[Available data — start]

PR #887, opened 2023-12-12
Remove the user parameter from payment return url

vincit-matu:
Refs: TILA-2947

### DIFF
--- a/apps/ui/pages/payment-return/index.tsx
+++ b/apps/ui/pages/payment-return/index.tsx
@@ -1,0 +1,56 @@
+import { GetServerSideProps } from "next";
+import { serverSideTranslations } from "next-i18next/serverSideTranslations";
+import { useRouter } from "next/router";
+import { useEffect } from "react";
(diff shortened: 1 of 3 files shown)


joonatank (approved):
LGTM 👍

apps/ui/pages/payment-return/index.tsx
```diff
@@ -0,0 +1,59 @@
...
+  );
+  const { data, loading } = useQuery<Query, QueryReservationByPkArgs>(
+    GET_RESERVATION,
+    {
+      variables: { pk: reservationData?.pk },
+      skip: !reservationData?.pk,
+      onError: () => {},
+    }
+  );
+  console.log(data, data?.reservationByPk?.reservationUnits?.[0]);
```
joonatank, line 45: on purpose?

vincit-matu: nope :D

PR #889, opened 2023-12-14
Fixes the price not showing up in quick reservation

vincit-matu:
The duration related fixes in reservationCalendarControls might fix some issues with the calendar, too.


joonatank (approved):
LGTM 👍

PR #891, opened 2023-12-14
fix: breadcrumb use react-router-dom link

joonatank:
fix: No full page refresh anymore when navigating.
refactor: remove search based alias (use array of structs instead).


vincit-matu (approved):
LGTM

PR #894, opened 2023-12-14
Changes durationOptions value to "H:mm" format

vincit-matu:
Makes duration use a H:mm-format string as the value again, instead of a number. Seems to fix booking a time via the calendar, and the quick reservation (w/ price) works, too. However, doesn't yet fix the problems with the calendar showing incorrect reservable times. :/


joonatank (approved):
👍

PR #896, opened 2023-12-18
Fixes reservation unit page calendar & quick reservation

vincit-matu:
Should fix all the problems encountered after the API change.


joonatank (approved):
👍

PR #901, opened 2023-12-20
Fix cant move reservation

joonatank:
- fix: reservation edit page not matching the reservation creation
- fix: open for 24h not working because it returns only one timespan
- fix: sort users own reservations by next upcoming
- fix: broken ui unit tests
- fix: missing ID -> Int gql type change
- refactor: EditStep0 types and sub components

Refs: TILA-3000


vincit-matu (approved):
LGTM 🎄

PR #902, opened 2023-12-20
fix: profile url env validation and documentation

joonatank:
- Profile url is not required but it has to be an url.
- update README
- add empty default value to example env


vincit-matu (approved):
LGTM

PR #903, opened 2023-12-20
Adds initial allocated events tab to recurring reservations review

vincit-matu:
Adds the tab, but the table doesn't yet list the correct info (as it's a copy of ApplicationEventsDataLoader/Table with changes to the query).


joonatank (approved):
👍

PR #905, opened 2023-12-20
fix: is reservable

joonatank:
remove: incorrect check (reservationBegins can be null)
add: logging if unit is not reservable
fix: combine two query results (just in case since we are making both)


vincit-matu (approved):
🎅

PR #906, opened 2023-12-20
Fix: show-only-available checkbox now works on initial page load

vincit-matu:
The "show only available times" checkbox was checked by default, but the filter wasn't in effect on the initial page load.


joonatank (approved):
👍

PR #923, opened 2024-01-11
fix: separate dateOfBirth query

joonatank:
Fix the component that makes separate requests when user wants to see the birth date.
Only request birth date if explicitly needed by the user.
Remove the extra component, use user pk to make the requests.


apps/admin-ui/src/component/BirthDate.tsx
```diff
@@ -1,41 +1,79 @@
...
+    variables: {
+      pk: userPk,
+    },
+    fetchPolicy: "network-only",
+    skip: !userPk || !visible,
+  });
+
+  const { t } = useTranslation();
+
+  const user = data?.user ?? undefined;
```
ranta, line 53: `?? undefined` seems redundant

ranta (approved):

apps/admin-ui/src/component/BirthDate.tsx
joonatank: It's because GQL types from codegen are Maybe<T> and Maybe !== undefined. So TS is going to cry about it, while in JS they work the same.

joonatank: But in this case it's not needed. Habit of putting it there because it's needed when passing to other components with type signature `var?: T`.

PR #924, opened 2024-01-11
Filter application round

joonatank:
Add new application round filters and sorting using URL as the only state.

- Add: Allocated application events tab.
- Filters and sorts implemented for all three tabs.
- Preserve filter and sort state while switching between tabs.
- Add: apollo caching for queries (making tab switches instant).
- Add: separate isLoading state for Tables (darker colour).
- Fix: don't remove table from DOM when loading new query results (causes page jumping).
- Fix: don't add history when changing filters / sort (allocation page also).
- Fix: application / event status colours to match design.

Refs: TILA-2973, TILA-2986, TILA-2987, TILA-2988, TILA-2982, TILA-2983, TILA-2984


vincit-matu (approved):
LGTM

PR #926, opened 2024-01-15
Add new azure pipeline triggers

matti-lamppu:
## Add pipeline triggers for new Azure pipelines

Should trigger corresponding dev build pipeline when code is merged to the main branch from the appropriate folders. Deploy to the dev environment is triggered automatically after the build finishes.

Should trigger corresponding release build when a tag matching the given rules is created (more info below). Deploy to the test environment is triggered after the build finishes. Staging and production deployments use the release builds, but need to be triggered manually from Azure pipelines (can go over this in more detail later).

Tag rules should work like this:

`v1.0.0` or `release-1.0.0` or `hotfix-1.0.0` -> release UI and Admin UI
`v1.0.0-ui` or `release-1.0.0-ui` or `hotfix-1.0.0-ui` -> release only UI
`v1.0.0-admin` or `release-1.0.0-admin` or `hotfix-1.0.0-admin` -> release only Admin UI

Note: The exclude rule is undocumented, and might not work. Needs testing.

TODO:
- These new triggers need to be linked to the corresponding Azure pipelines after merging to make them work.
- There are still some issues in the pipelines, which I will try to resolve with the backend build, so don't merge before I give the OK.


joonatank (approved):
👍

PR #927, opened 2024-01-15
fix: gql decimal type is string not number

joonatank:
Mutations accept number also so they at least used to work. A lot of the code did implicit string conversions, but some comparisons might have been broken.

Refs: TILA-2999


vincit-matu (approved):
LGTM

PR #928, opened 2024-01-17
rename list components that are not list

joonatank:
Quick reorganisation. Removed the confusing lists component directory containing Table and misc components.


vincit-matu (approved):
👍

PR #931, opened 2024-01-18
fix: double test ids on reservation page

joonatank:
Replace only mobile / desktop dom elements with a responsive grid.

Fixes testid="reservation__reservation-info-card__duration"


vincit-matu (commented):
👍 lgtm

PR #935, opened 2024-01-22
fix: disabling time should disable it's validation

joonatank:
mutations don't save the values anyway, but the form validation wasn't disabled if the field was disabled by the user.


vincit-matu (approved):
LGTM

PR #946, opened 2024-01-30
Adds reservation unit selection to recurring application page2

vincit-matu:
Adds reservation unit selection to a season reservation application, so the user can check opening times of different reservation units. 
Made with a simple useState, as it's meant only for showing the time-slots meant for seasonal bookings and doesn't affect the form contents per se. Some prop drilling necessary, to display the reservation unit selector in the right place.

Also fixes some styling issues on page 2 (legend, reset button..).

Refs: TILA-3052

### DIFF
--- a/apps/ui/components/application/Page2.tsx
+++ b/apps/ui/components/application/Page2.tsx
@@ -75,7 +75,7 @@ const applicationEventSchedulesToCells = (
           end: t && +t.end.split(":")[0] === 0 ? 24 : t && +t.end.split(":")[0],
         };
       }) ?? [];
-    // state is 50 if the cell is outside of the opening hours, 100 if it's inside
+    // state is 50 if the cell is outside the opening hours, 100 if it's inside
     for (let i = firstSlotStart; i <= lastSlotStart; i += 1) {
       const isAvailable = dayOpeningHours.some(
         (t) => t.begin != null && t.end != null && t?.begin <= i && t?.end > i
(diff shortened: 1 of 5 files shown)


apps/ui/components/application/Page2.tsx
```diff
@@ -214,15 +214,23 @@ const getApplicationEventsWhichMinDurationsIsNotFulfilled = (
...
   const openingHours = filterNonNullable(
-    application?.applicationEvents?.[0]?.eventReservationUnits?.[0]
-      ?.reservationUnit.applicationRoundTimeSlots
+    application?.applicationEvents?.[0]?.eventReservationUnits?.[
+      selectedReservationUnit
+    ]?.reservationUnit.applicationRoundTimeSlots
+  );
+  const reservationUnitOptions = filterNonNullable(
+    application?.applicationEvents?.[0]?.eventReservationUnits?.map(
+      (n, idx) => ({ value: idx, label: n?.reservationUnit.nameFi ?? "" })
```
joonatank, line 230: I'd use `pk` as value for the selected reservationUnit.
Requires the use of find to map the value, but it's not brittle to cache reset / refetch, and React keys are correct (in case it would dynamically be removed from the array).

apps/ui/components/application/TimeSelector.tsx
```diff
@@ -370,7 +408,16 @@ const TimeSelector = ({
   return (
     <>
       <OptionWrapper>
-        <PrioritySelect
+        <StyledSelect
+          id={`time-selector__select--reservation-unit-${index}`}
+          aria-labelledby={t("appplication:Page2.")}
+          options={reservationUnitOptions}
+          defaultValue={reservationUnitOptions[selectedReservationUnit]}
```
joonatank, line 415: Is there a reason to set `defaultValue` and not `value`?
Technically it shouldn't matter right now, but if it's `defaultValue` I'd rename the `selectedReservationUnit` so it's clear that it can't be controlled after initialisation.

Another issue with `defaultValue` is that Queries are async, so unless the component blocks till we have query data the `defaultValue` will always be undefined.

joonatank (changes requested):
Change or clarify the 2 points

apps/ui/components/application/TimeSelector.tsx
vincit-matu: No real reason. It takes after the priority selector which was already there - `value` is probably better.

apps/ui/components/application/Page2.tsx
vincit-matu: Yep, a more robust way to do it. Refactored.

PR #947, opened 2024-01-30
30min seasonal reservation periods

vincit-matu:
Removes 15min and 45min options from seasonal reservation application

Ref: TILA-3020


joonatank (approved):
👍

PR #948, opened 2024-01-30
fix: page 3 translations

vincit-matu:
Page 3 was displaying page 4 heading and subheading and non-finnish translations didn't show due to erroneous translation key. Fixed.


joonatank (approved):
👍

PR #952, opened 2024-02-01
Add reservation block whole day select

vincit-matu:
Adds a new select input on the reservation unit edit/create page: one can choose to 
1. either have no breaks,
2. have the reservation block the whole day, or
3. specifying breaks.
If 3 is selected the checkboxes and inputs for breaks before and after the reservation are shown below.


apps/admin-ui/src/spa/ReservationUnit/edit/form.ts
```diff
@@ -983,8 +997,9 @@ export function transformReservationUnit(
       hasScheduledPublish && hasPublishEnds
         ? constructApiDate(publishEndsDate, publishEndsTime)
         : null,
-    bufferTimeAfter: hasBufferTimeAfter ? bufferTimeAfter : null,
-    bufferTimeBefore: hasBufferTimeBefore ? bufferTimeBefore : null,
+    reservationBlockWholeDay: reservationBlockWholeDay === "blocks-whole-day",
+    bufferTimeAfter: hasBufferTimeAfter ? bufferTimeAfter : 0,
+    bufferTimeBefore: hasBufferTimeBefore ? bufferTimeBefore : 0,
```
joonatank, line 1002: Could remove the ternary here (it's always a number, 0 is the default value).

apps/admin-ui/src/spa/ReservationUnit/edit/index.tsx
```diff
@@ -153,6 +153,19 @@ const SubAccordion = styled(Accordion)`
   }
 `;
 
+const BufferWrapper = styled.div`
+  display: grid;
+  grid-template-columns: repeat(12, 1fr);
+  grid-column: 2 / 13;
```
joonatank, line 159: isn't `2 / 13` === `2 / -1`? meaning it skips the first column, but fills everything else?
Just a preference, but -1 is better for the last column (and it's currently used in the code).

apps/admin-ui/src/spa/ReservationUnit/edit/index.tsx
```diff
@@ -1071,60 +1084,104 @@ function ReservationUnitSettings({
...
+                      onChange={(e) => onChange(e.target.value)}
+                      checked={value != null && value === "buffer-times-set"}
+                    />
+                  </SelectionGroup>
+                )}
+              />
+            </Span12>
+            {watch("reservationBlockWholeDay") === "buffer-times-set" && (
+              <BufferWrapper>
+                <Span6>
```
joonatank, line 1126: I'd check if you can remove the `Span6` here (they are bad anyway, and create extra divs), if we are defining a custom grid wrapper for it already.

joonatank (approved):
Comments are style things / preference (or further cleanup). Ok without too.

apps/admin-ui/src/spa/ReservationUnit/edit/index.tsx
vincit-matu: Good catch! Yeah, skips first column, and fills out the rest of the space.

apps/admin-ui/src/spa/ReservationUnit/edit/index.tsx
vincit-matu: Yeah, it was enough to define the custom grid wrapper as `grid-template-columns: repeat(2, 1fr);` - fixed now.

PR #953, opened 2024-02-01
refactor: split a hook that does two things

joonatank:
Reduces unneccessary queries if we only need the delete mutation and makes the logic easier to follow.


vincit-matu (approved):
👍

PR #654, opened 2020-01-10
Update copyright in headers to 2020

timpitman:
basic update of copyright to cover the new year so that we don't have to manually trickle out the changes in each new PR


timpitman:
> If we're going to bulk updates, we can simplify `.buildkite/steps/check-copyright-headers.sh`

Thanks @huonw that's a great idea to simplify the CI and I'll just add to this PR 😎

[Available data — finish]

* Directions for this task *
Using the data above, establish how many lines include the word "anyway"; the reply is that number only.

* Answer area *
2